That is part of the analysis on the closeness of a shopping center to the State.

William H. Rehnquist:

But in — in Lloyd and Hudgens, the people who wanted to distribute leaflets were coming here simply claiming that the First and Fourteenth Amendments gave them that right.

Here, they’re coming here saying that the California Property Law gives them that right.

They don’t have to rely on the Federal Constitution.

Max L. Gillam, Jr.:

No, sir and this is a new found California property right, which is asserted against what this Court has historically viewed as federal due process and First Amendment rights.

The —

Harry A. Blackmun:

Maybe new found, but haven’t we historically attributed to state law the boundaries of property rights?

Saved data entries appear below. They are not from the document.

PR #5, opened 2017-12-14
Cw adapt to v4 metadata 408

rexwangcc:
This PR is intended to embrace the v4(4.6.1 for now) metadata schema released in this quarter. 

This PR mainly related to the interaction between the Purple Box and Green Box, there is another PR about the connection between Blue Box and Green Box: https://github.com/HumanCellAtlas/lira/pull/45

I did the following things in this PR:

1. Update the **ss2/adapter.wdl**:
	- `sample_id = assay_json['sample_id']` -> `sample_id = assay_json['has_input']`
	- `fastq_1_name = assay_json['seq']['lanes'][0]['r1']` -> `fastq_1_name = assay_json['content']['seq']['lanes'][0]['r1']`
	- `fastq_2_name = assay_json['seq']['lanes'][0]['r2']` -> `fastq_2_name = assay_json['content']['seq']['lanes'][0]['r2']`
	- `from pipeline_tools import utils` -> `from pipeline_tools import dcp_utils`
	- `utils.get_manifest_files()` -> `dcp_utils.get_manifest_files()`
	- `utils.get_file_by_uuid()` -> `dcp_utils.get_file_by_uuid`
2. Update the **10x/adapter.wdl**:
	- `sample_id = assay_json['sample_id']` -> `sample_id = assay_json['has_input']`
	- `lanes = assay_json['seq']['lanes']` -> `lanes = assay_json['content']['seq']['lanes']`
	- `from pipeline_tools import utils` -> `from pipeline_tools import dcp_utils`
	- `utils.get_manifest_files()` -> `dcp_utils.get_manifest_files()`
	- `utils.get_file_by_uuid()` -> `dcp_utils.get_file_by_uuid`
3. Update the **submit.wdl** and the **pipeline-tools/create_analysis_json.py**:
	- add `create_core(type, schema_version)` to pipeline-tools/create_analysis_json.py for creating `core` object.
	- add unit tests
	- fix `setup.py`
4. Fix the **pipeline-tools/create_envelop.py** function:
	- add `schema_version = analysis_json['metadata_schema']` to get the schema version
	- add `'core': create_core(type='file', schema_version=schema_version)` in output_ref to match the new schema
5. Update the **docker image** `humancellatlas/pipeline-tools:0.1.4`:
	- add `.dockerignore` file
	- update the version of `hca-cli`
	- rebuild and push the docker: `humancellatlas/pipeline-tools:0.1.5`
6. Add examples:
	- add 10x/adapter_example_static_v4.json
[...]

PR #6, opened 2017-12-17
Handle parsing subworkflows when creating analysis.json 

samanehsan:
When parsing the metadata for workflow calls in `create_analysis_json.py` check if a call is a subworkflow and parse its calls recursively. This is needed in order to run the optimus and new smartseq2 adapter wdls, since those pipelines include subworkflows.

Note: The `humancellatlas/pipeline-tools:0.1.4` docker image will need to be updated to include these changes, so it would be easier to merge this into #5 if possible, since it makes changes to this script as well.


rexwangcc:
Thanks for this change, which is really useful, since the dcp int test works now, the #5 is ready for review, and we could work together to merger these 2 PRs.

PR #7, opened 2017-12-18
Optimus adapter wdl

samanehsan:
Add adapter wdl for Optimus pipeline that is compatible with the v4.6.1 metadata schema. Needs changes in #5 and #6 merged first.


adapter_pipelines/Optimus/adapter_example_bundle_specific_v4.json
```diff
@@ -0,0 +1,4 @@
+{
+  "AdapterOptimus.bundle_uuid": "52a56d80-5d6b-4065-8931-2cd666951397",
```
samanehsan: This needs to be updated to a v4.6.1 bundle for 10x data

adapter_pipelines/Optimus/adapter.wdl
```diff
@@ -0,0 +1,239 @@
...
+      docker: "humancellatlas/pipeline-tools:0.1.5"
+    }
+
+    output {
+      File inputs = "inputs.tsv"
+    }
+}
+
+task outputs_for_submit {
+    Array[Array[File]] tag_gene_exon_log
```
rexwangcc: This is related to an Elastc ticket #487 that requires further discussion as a team, but for now, I believe it is good to be merged in.

adapter_pipelines/Optimus/adapter_example_bundle_specific_v4.json
rexwangcc: The only 10x_v2 data bundle in v4.6.1 schema we have is the Human Spleen data, we could update this with that bundle uuid, however, we need to make sure it is suitable to expose that data bundle id to the public here since it's a "production data". What do you think? @kbergin

samanehsan: To summarize our offline discussion, it's okay to use the spleen data bundle here but there should be a bundle with 10x demo data we can use for testing instead. I'll send in a follow-up PR to change this once we confirm what that bundle id is.

samanehsan:
Thanks for the review @rexwangcc!

PR #8, opened 2017-12-19
Add travis unit tests

dshiga:
Added a `.travis.yml` to run the unit tests in both Python 2 and 3.

Fixed a small Python 3 issue with importing from create_analysis_json. A dot is needed as a prefix for that import in 3 (either way works for 2).

Also removed test.sh. It was broken because test-requirements.txt is not installed in the docker image. We could theoretically install test-requirements.txt in the docker image in order to get unit tests running there, but it seems silly to . However, there are advantages to not running the tests in docker. It's a little faster to test if you don't have to build the docker image. Not using docker also let's us easily test against both Python 2 and 3 in Travis. The docker image itself will still get tested as part of integration tests.


.travis.yml
```diff
@@ -0,0 +1,6 @@
+language: python
+python:
+  - "2.7"
+  - "3.6"
+install: pip install -r requirements.txt -r test-requirements.txt
+script: python -m unittest discover -v
```
rexwangcc: The same as I commented in another PR: 
```yaml
notifications:
  slack:
    on_success: change
    on_failure: always
    secure: xxx-xxx-xxx-xxx
```

PR #9, opened 2017-12-21
Cw adapt to purple auth endpoints 146

rexwangcc:
In this PR, I refactor code of pipeline-tools to support communicating with the new authentication endpoints in ingest service. Also, add unit tests for dcp_utils.


pipeline_tools/dcp_utils.py
```diff
@@ -59,3 +59,52 @@ def get_manifest_files(bundle_uuid, bundle_version, dss_url, timeout_seconds, re
         'name_to_meta': name_to_meta,
         'url_to_name': url_to_name
     }
+
+
+def get_auth_token(url="https://danielvaughan.eu.auth0.com/oauth/token",
+                   client_id="Zdsog4nDAnhQ99yiKwMQWAPc2qUDlR99",
+                   client_secret="t-OAE-GQk_nZZtWn-QQezJxDsLXmU7VSzlAh9cKW5vb87i90qlXGTvVNAjfT9weF",
```
dshiga: Shouldn't this be secret @rexwangcc and @danielvaughan? Do we need a new secret now that this one has been exposed?

danielvaughan: The secret gives you the ability to request a token. However, anyone with a Google account can also get a token. At the moment there is no authorisation and the token is purely used to enable us to identify authenticated users and fill in owner field for the submission envelope in the database. The token that the secret gives you is a catch-all as it allows us to require the endpoint is sent and token and allows us to put something in the database for submission created without logging in via google. We also use the same token for creating submission through the previous UI. No one can do anything with the secret that they could do not do without. The secret can also revoked at any time should that change.

PR #10, opened 2017-12-21
Fix setup.py

dshiga:
PR #8 moved the tests dir to underneath pipeline_tools. We were specifying in setup.py to install a top level tests dir that no longer exists. This PR fixes that.


jsotobroad:
👍  The change makes sense but I'm a little confused on how the PR that moved the files pass its tests?  (Sorry I don't have much context here)

dshiga:
Yeah, good question, the setup.py only gets used when something else is installing pipeline-tools as a dependency. So unit tests for this repo weren't affected by this bug.

jsotobroad:
Ahh i c, thanks!

PR #12, opened 2018-01-05
Add SmartSeq2SingleSample adapter WDL

ambrosejcarr:
This PR adds an adapter WDL and the necessary input files to run the SmartSeq2SingleSample pipeline. 

The notebook will be removed prior to merging, but allows a user to test the wrapper code against Cromwell.

### DIFF
--- a/adapter_pipelines/ss2_single_sample/adapter.wdl
+++ b/adapter_pipelines/ss2_single_sample/adapter.wdl
@@ -1,0 +1,212 @@
+import "ss2_single_sample.wdl" as ss2
+import "submit.wdl" as submit_wdl
+
+
+task GetInputs {
+  String bundle_uuid
+  String bundle_version
+  String dss_url
+  Int retry_seconds
+  Int timeout_seconds
+
+  command <<<
+    python <<CODE
+    from pipeline_tools import dcp_utils
+
+    # Get bundle manifest
+    uuid = "${bundle_uuid}"
+    version = "${bundle_version}"
+    dss_url = "${dss_url}"
+    retry_seconds = ${retry_seconds}
+    timeout_seconds = ${timeout_seconds}
+    print("Getting bundle manifest for id {0}, version {1}".format(uuid, version))
+    manifest_files = dcp_utils.get_manifest_files(uuid, version, dss_url, timeout_seconds, retry_seconds)
+
+    print("Downloading assay.json")
+    assay_json_uuid = manifest_files["name_to_meta"]["assay.json"]["uuid"]
+    assay_json = dcp_utils.get_file_by_uuid(assay_json_uuid, dss_url)
+
+    sample_id = assay_json["has_input"]
+    fastq_1_name = assay_json["content"]["seq"]["lanes"][0]["r1"]
+    fastq_2_name = assay_json["content"]["seq"]["lanes"][0]["r2"]
+    fastq_1_url = manifest_files["name_to_meta"][fastq_1_name]["url"]
+    fastq_2_url = manifest_files["name_to_meta"][fastq_2_name]["url"]
+
+    print("Creating input map")
+    with open("inputs.tsv", "w") as f:
+        f.write("fastq_1\tfastq_2\tsample_id\n")
+        f.write("{0}\t{1}\t{2}\n".format(fastq_1_url, fastq_2_url, sample_id))
+    print("Wrote input map")
+    CODE
+  >>>
+  runtime {
+    docker: "humancellatlas/pipeline-tools:0.1.5"
+  }
+  output {
+    Object inputs = read_object("inputs.tsv")
+  }
+}
+
+workflow AdapterSmartSeq2SingleCell{
+  # variable parameters provided by the notification sent by the data storage service
+  String bundle_uuid
+  String bundle_version
+
+  # fixed parameters
+  File gtf_file
+  File genome_ref_fasta
+  File rrna_intervals
+  File gene_ref_flat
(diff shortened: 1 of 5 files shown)


adapter_pipelines/ss2_single_sample/dependencies.json
```diff
@@ -0,0 +1,9 @@
+{
```
samanehsan: Is this dependencies file only used by the ipython notebook?

adapter_pipelines/ss2_single_sample/adapter.wdl
```diff
@@ -0,0 +1,212 @@
...
+  runtime {
+    docker: "humancellatlas/pipeline-tools:0.1.5"
+  }
+  output {
+    Object inputs = read_object("inputs.tsv")
+  }
+}
+
+workflow AdapterSmartSeq2SingleCell{
+  # variable parameters from blue
```
samanehsan: I think this could be more descriptive here, like "variable parameters from the notification sent by the data storage service"

adapter_pipelines/ss2_single_sample/dependencies.json
ambrosejcarr: I imagine that lira will need to be told which wdls to import, so I think it will be used by lira as well.

rexwangcc: Refer to https://github.com/HumanCellAtlas/lira/blob/2362b238d706cfec2d53a26de6bbbbf4945aa8f3/lira/test/data/config.json#L21, I assume if we update the config file of lira in that way, we may don't need this dependenceis.json anymore?

samanehsan: Oh, I see now! Previously the listener was given a path to a zip file with all of the dependencies, but the latest listener is getting all of the files from github so this makes sense

ambrosejcarr:
All comments responded to. Thanks, @samanehsan .

adapter_pipelines/ss2_single_sample/dependencies.json
samanehsan: Thanks for pointing that out @rexwangcc! I think it makes sense to include links to the dependency files in the config directly since that is where the links to the wdl and its input files are also defined.

Right now the listener is expecting a list of analysis wdls in the config file https://github.com/HumanCellAtlas/lira/blob/master/lira/api/notifications.py#L45 so I think we can remove this file @ambrosejcarr

adapter_pipelines/ss2_single_sample/adapter_example_static.json
```diff
@@ -0,0 +1,23 @@
...
+  "AdapterSmartSeq2SingleCell.star_ref_index": "gs://broad-dsde-mint-dev-teststorage/reference/GRCh38_Gencode/GRCh38_GencodeV27_Primary.tar",
+  "AdapterSmartSeq2SingleCell.hisat2_ref_index": "gs://broad-dsde-mint-dev-teststorage/reference/HISAT2/genome_snp_tran.tar.gz",
+  "AdapterSmartSeq2SingleCell.genome_ref_fasta": "gs://broad-dsde-mint-dev-teststorage/reference/GRCh38_Gencode/GRCh38.primary_assembly.genome.fa",
+  "AdapterSmartSeq2SingleCell.hisat2_ref_trans_index": "gs://broad-dsde-mint-dev-teststorage/reference/HISAT2/gencode_v27_trans_rsem.tar.gz",
+  "AdapterSmartSeq2SingleCell.rsem_ref_index": "gs://broad-dsde-mint-dev-teststorage/reference/rsem_ref/gencode_v27_primary.tar",
+  "AdapterSmartSeq2SingleCell.gene_ref_flat": "gs://broad-dsde-mint-dev-teststorage/reference/GRCh38_gencode.v27.refFlat.txt",
+  "AdapterSmartSeq2SingleCell.hisat2_ref_name": "genome_snp_tran",
+  "AdapterSmartSeq2SingleCell.stranded":"NONE",
+  "AdapterSmartSeq2SingleCell.reference_bundle": "bf51d668-3e14-4843-9bc7-5d676fdf0e01",
+  "AdapterSmartSeq2SingleCell.format_map": "gs://broad-dsde-mint-dev-teststorage/format_map_example.json",
```
rexwangcc: @ambrosejcarr I remembered @jishuxu has made a new format map file on the dev bucket (the format_map_example_SS2_latest.json`)for the new ss2, so that those files are now shown as unknown on the Ingest side, would you mind update it here? Or more easily, we rename that new file to this name (format_map_example.json).

rexwangcc: I have updated the file names in both staging and dev bucket.

ambrosejcarr: Hi Rex, confirming that based on your actions, we don't need to do any further modifications and this is good to merge?

adapter_pipelines/ss2_single_sample/dependencies.json
ambrosejcarr: Alright, if that's clear. Might support keeping it in master so things are clear, but agree that it's not needed here. :+1:

adapter_pipelines/ss2_single_sample/adapter_example_static.json
rexwangcc: @ambrosejcarr No, I renamed the filename in the bucket to match this line, we don't need to change anything here!

PR #13, opened 2018-01-16
Optimus wrapper updates

samanehsan:
Changes: 
- Change the example bundle to 10x v2 demo data 
- Remove input files for bundles that follow the old v3 metadata schema
- Remove ipython notebook from local testing


adapter_pipelines/Optimus/adapter_example_bundle_specific_v4.json
```diff
@@ -1,4 +1,4 @@
 {
-  "AdapterOptimus.bundle_uuid": "52a56d80-5d6b-4065-8931-2cd666951397",
-  "AdapterOptimus.bundle_version": "2017-12-14T222609.934808Z"
+  "AdapterOptimus.bundle_uuid": "9e9956b0-f731-4bc1-a000-2b73b5e735b3",
+  "AdapterOptimus.bundle_version": "2018-01-16T163044.805931Z"
```
rexwangcc: What do you think if we rename this file to `adapter_example_bundle_specific_v4_6_1.json`? This may be much clearer but require more changes everywhere though(such as config files of Lira)

adapter_pipelines/Optimus/adapter_example_bundle_specific_v3.json
```diff
@@ -1,4 +0,0 @@
-{
-  "AdapterOptimus.bundle_uuid": "c1677888-59fb-43bd-b3e3-05c274cdb11a",
-  "AdapterOptimus.bundle_version": "2017-09-21T173007.598036Z"
-}
```
rexwangcc: If we removed these v3 files for Optimus, I think it would be great we removed other v3 files for 10x and ss2, for a better consistency. What do you think?

samanehsan: That makes sense to me!

adapter_pipelines/Optimus/adapter_example_bundle_specific_v4.json
samanehsan: Every time the schema version changes there will be many files that would have to be renamed, which I would like to avoid. Maybe `"AdapterOptimus.schema_version": "4.6.1"` should go in this file instead since it's specific to the bundle. What do you think @rexwangcc?

rexwangcc: > Every time the schema version changes there will be many files that would have to be renamed, which I would like to avoid
I think this is really convincing to me. 

For the "AdapterOptimus.schema_version", there is already one in the static input json. If you're talking about adding an *indicator* field here, which just labels this bundle specific json's version for developers without any extra functionalities, I agree with you!

rexwangcc: But we need to give the field name carefully to prevent confusion, maybe something like: `"AdapterOptimus.data_bundle.schema_version"` is a little bit better than just `"AdapterOptimus.schema_version"`?

samanehsan: Oh, I was suggesting the schema_version field belongs in the bundle info sent from the data storage service, but that would require a change on their end! Do you think having the schema version defined in both files would be confusing?

rexwangcc: Oh, I see what you mean, I think having the same name(schema_version) defined in both files won't be confusing if they are pointing to the same thing and having exactly the same value. And I assume it will take a while before dss could add this field to their API. But this sounds like a good idea to me! What do you think? @dshiga

dshiga: I don't think we should have version numbers in any of these file names. Adding a "schema_version" field sounds okay to me.

samanehsan: Ok!

samanehsan:
I was just waiting for the CI build to pass, but it looks like Travis has a large backlog of builds that's
 causing delays 😞

PR #15, opened 2018-01-29
Turn on call-caching for all of the pipelines by default.

rexwangcc:
Turn on call-caching for all of the pipelines by default. This will speed up our integration test significantly.


rexwangcc:
Going to merge this PR to fix the integration test.

PR #20, opened 2018-02-22
Update paths to reference files to match their new locations (539)

dshiga:
Several reference files were moved as part of https://github.com/HumanCellAtlas/skylab/pull/84. This PR updates the static inputs json file to use the new paths.


samanehsan:
Just merged this now so that our mintegration tests will pass!

PR #22, opened 2018-03-02
Cw remove metadata schema checkers (575)

rexwangcc:
This PR removes the metadata schema file checker to avoid hitting the Github request limitation. Besides, it also:
- Updates submit.wdl to use latest pipeline-tools docker image.
- Removes deprecated `stage.py` from the pipeline-tools package.
- Updates outdated input files and wdls.


adapter_pipelines/submit.wdl
```diff
@@ -69,7 +69,7 @@ task create_submission {
   >>>
 
   runtime {
-    docker: "humancellatlas/pipeline-tools:0.1.5"
+    docker: "quay.io/humancellatlas/secondary-analysis-pipeline-tools:v0.1.9"
```
rexwangcc: I start to feel that putting adapter wdls and pipeline-tools package together in one repo makes us awkward now. 

Think about the below scenario: we find a bug in pipeline-tools python lib, say `v0.2.0`, which is referred in submit.wdl as `quay.io/humancellatlas/secondary-analysis-pipeline-tools:v0.2.0`. After fixing the bug we tag the repo with `v0.2.1` so we could have the auto-built docker image `v0.2.1`. We then turn to change the docker tag in submit.wdl from `v0.2.0` to `v0.2.1`. However, to utilize this new wdl file from lira, we need to either tag it with `v0.2.2` or move the previous tag to point to the new commit, both ways are not elegant.

Unless we could find a way to deal with this problem, we may need to either make wdls and python lib separate or manually build&push docker images.

samanehsan: That's true, unless we also update the docker tag in the submit.wdl at the same time as fixing the bug.

rexwangcc: Yep, but changing them at the same time, I guess, won't let us pass the Mintegration test?

PR #1166, opened 2022-07-04
Visibility required

MathiasReker:
Visibility MUST be declared on all properties and methods; abstract and final MUST be declared before the visibility; static MUST be declared after the visibility.


olivervogel:

PR #1170, opened 2022-07-04
Single blank line at eof

MathiasReker:
A PHP file without end tag must always end with a single empty line feed.


olivervogel:
Thanks.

I — I sympathize with you when you get a 4 to 3 decision in your Court, with very strongly —

Max L. Gillam, Jr.:

The interests are created by state law.

There is no question about that, but their characterization as property for due processes is determined by federal standards.

Byron R. White:

Well, suppose — suppose the man owns a shopping center or a grocery store or something and there are no relevant statutes at all and someone comes in and wants to pass out leaflets.

He says, “Get off of my property” and he can throw him off, even the fellow says “I’ve got — just think of my speech rights” and he says, “Tell it to the State.”

It protects you against state interference, “Don’t interfere, you just get out of my place.”

What is that — what if the — what if the — if there is a statute passed by the State that says that all owners of shopping centers will — must let on to their property, people who want to picket their lessees.

Max L. Gillam, Jr.:

I think, Your Honor that the —

Byron R. White:

And then of — of — the State has some — some power to regulate property rights?

Max L. Gillam, Jr.:

Yes, Mr. Justice White.

They do have power to regulate property rights, but they do not have the power in an unreasonable manner and sub — subject to the federal test on what constitutes property.

Byron R. White:

Well, what the —

Max L. Gillam, Jr.:

The right to take away.

May I give an example?

Byron R. White:

Well, just forget that.

In my example there is no federal interest, yet whatsoever.

There’s just a state law that says that — that picketers come on your property.

Max L. Gillam, Jr.:

What — basically, this Court talked about in Lloyd and in Hudgens and Babcock & Wilcox and the labor cases is what kind of accommodation must there be between statutory matters such as set forth in the NLRA and the interest of the property owner or in this case, the speaker or non-speaker?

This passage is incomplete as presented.